What is the heat in Joules required to raise the temperature of 25 grams of water from 0 °C to 100 °C? What is the heat in calories? Knowing that 4.18 J = 1 calorie and C= 4.18 J/g·°C
M=25g C=4.18 J/g Tf=100 Ti=0
Q=25g x4.18j/g (100-0)
Q=25x4.18x(100)
Q=104.5(100)
Q=10,450
M=25g C=4.18 J/g Tf=100 Ti=0
Q=25g x4.18j/g (100-0)
Q=25x4.18x(100)
Q=104.5(100)
Q=10,450
M=25g C=4.18 J/g Tf=100 Ti=0
Q=25g x4.18j/g (100-0)
Q=25x4.18x(100)
Q=104.5(100)
Q=10,450
To calculate the heat in Joules required to raise the temperature of 25 grams of water from 0 °C to 100 °C, we can use the formula:
Q = m * C * (Tf - Ti)
where:
Q = heat (in Joules)
m = mass of the water (in grams)
C = specific heat capacity of water (in J/g·°C)

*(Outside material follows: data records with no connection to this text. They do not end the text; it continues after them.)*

PR #1420, opened 2017-07-26
add new "no-wrapper" property to apps

mvo5:
A RFC branch to fix https://bugs.launchpad.net/snapcraft/+bug/1706575

This allows to specify that no shell wrapper for apps should be generated. This is useful for e.g. statically linked binaries that don't need this anyway.

LP: 1706575


schema/snapcraft.yaml
```diff
@@ -190,6 +190,10 @@ properties:
                 - type: string
                   minLength: 1
                 - type: number
+          no-wrapper:
```
zyga: Suggestion: make this "wrappers" enum that has possible values "legacy" and "none" as we may be able to provide some kind of useful wrappers later on.

sergiusens: Agreed, this should be an array of unique elements like `build-attributes` in parts.

integration_tests/snaps/assemble/snapcraft.yaml
```diff
@@ -10,6 +10,8 @@ apps:
     command: binary1
   binary2:
     command: subdir/binary2
+  binary-no-wrapper:
+    command: subdir/binary3
```
elopio: This is missing:
`wrapper: none`

integration_tests/test_snap.py
```diff
@@ -73,6 +73,10 @@ def test_snap(self):
             os.path.join(self.prime_dir, 'bin', 'not-wrapped.wrapper'),
             Not(FileExists()))
 
+        self.assertThat(
+            os.path.join(self.prime_dir, 'bin', 'command-binary3.wrapper'),
```
elopio: The name of the file should be: `command-binary-no-wrapper.wrapper`.

mvo5:
Thanks for the feedback and sorry for my slow reply. I addressed the review feedback now. Please let me know if I can help in any other way.

schema/snapcraft.yaml
```diff
@@ -190,6 +190,13 @@ properties:
                 - type: string
                   minLength: 1
                 - type: number
+          wrapper:
```
zyga: Nice :-)

snapcraft/internal/meta.py
```diff
@@ -371,7 +371,11 @@ def _wrap_apps(self, apps):
             if os.path.splitext(f)[1] == '.desktop':
                 os.remove(os.path.join(gui_dir, f))
         for app in apps:
-            self._wrap_app(app, apps[app])
+            wrapper = "legacy"
+            if "wrapper" in apps[app]:
+                wrapper = apps[app]["wrapper"]
```
zyga: `wrapper = apps[app].get("wrapper", legacy)` is shorter

Not sure if snapcraft uses anything that can derive the default from the schema.

kalikiana: Yes. `default: legacy` does exactly that, so no need to do it in code.

sergiusens:
Hi, thanks for the changes, I was thinking of something more like:

```
apps:
    no-wrapper-app:
        command: app
        app-constraints: [no-wrapper]
    wrapped-app
        command: app
```

wdyt?

sergiusens:
Now that I think of it, it `no-wrapper` might even be `no-environment` as we already have plans to get rid of wrappers and make use of `env` for `apps` a lot more.

mvo5:
I updated the PR now to follow the suggestion of Gustavo in https://forum.snapcraft.io/t/telling-snapcraft-to-skip-generating-wrapper-scripts/1635/3 - i.e. it is using: `adapter: {"", "none"}` now.

mvo5:
How are things looking? I updated the code based on the feedback that I got from @niemeyer. Please let me know if there is anything else I can do to help this PR along, I need it for https://github.com/snapcore/snapd/pull/3625 so it woudl be great if it could make it to the next snapcraft release.

kyrofa:
Ping on this one.

mvo5:
Thanks, updated and removed the "" from the enum.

Tf = final temperature (in °C)
Ti = initial temperature (in °C)
Given:
m = 25 grams
C = 4.18 J/g·°C
Tf = 100 °C
Ti = 0 °C
Substituting the given values into the formula:
Q = 25g * 4.18 J/g·°C * (100 °C - 0 °C)
Q = 25 * 4.18 * 100
Q = 1,045 J
Therefore, the heat required to raise the temperature of 25 grams of water from 0 °C to 100 °C is 1,045 Joules.

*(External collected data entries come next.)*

PR #1425, opened 2017-07-27
options: properly handle missing compiler prefix

kyrofa:
Otherwise the attempted cross-compile fails with: 'ProjectOptions' object has no attribute '_ProjectOptions__machine_target'.


kyrofa:
> [...] you might want to take the opportunity to change this exception

Done. Took the opportunity to fix the others in options as well.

To calculate the heat in calories, we can use the conversion factor 1 calorie = 4.18 J. Therefore, we can convert the heat in Joules to calories:
Heat in calories = Heat in Joules / Conversion factor
Heat in calories = 1,045 J / 4.18 J
Heat in calories = 250 calories
Therefore, the heat required to raise the temperature of 25 grams of water from 0 °C to 100 °C is 1,045 Joules or 250 calories.

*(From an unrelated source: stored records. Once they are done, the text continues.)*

PR #1427, opened 2017-07-28
Add cx_Freeze options targeting bin/snapcraft

alextnewman:
This adds minimal win32 cx_Freeze support and refactors setup.py to account for incompatibilities in `setup()` while eliminating redundant packaging data. Ideally, this should not impact the current setup.py behavior beyond using cx_Freeze. 

This work is not exhaustively tested but should produce a working snapcraft.exe. I also tested `bdist_msi` and found that this can be deployed with an installer.

At this time, I'm targeting `bin/snapcraft` despite the fact that this is supposedly deprecated because it is far easier to pass to cx_Freeze as an entry point. I'd welcome a more future-proof approach.


alextnewman:
I've actually introduced some github metadata problems into this branch/PR that I think would be simpler to address on a clean PR. I'm going to close this and re-attempt with a clean branch as I believe the technical issues are solved.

To find the heat in Joules required to raise the temperature of 25 grams of water from 0 °C to 100 °C, you can use the formula Q = m * C * ΔT.
Q: heat in Joules
m: mass of the water in grams (25g)
C: specific heat of water in J/g·°C (4.18 J/g·°C)
ΔT: change in temperature (Tf - Ti)
Using the given values:
Q = 25g * 4.18 J/g·°C * (100 °C - 0 °C)
Q = 25 * 4.18 * 100
Q = 10,450 J
So, the heat in Joules required to raise the temperature of 25 grams of water from 0 °C to 100 °C is 10,450 J.
To find the heat in calories, you can use the conversion factor: 1 calorie = 4.18 J.
So, to convert from Joules to calories, divide the amount of heat in Joules by the conversion factor:
Q (in calories) = 10,450 J / 4.18 J/cal
Q (in calories) ≈ 2,500 calories
Therefore, the heat required to raise the temperature of 25 grams of water from 0 °C to 100 °C is approximately 10,450 J or 2,500 calories.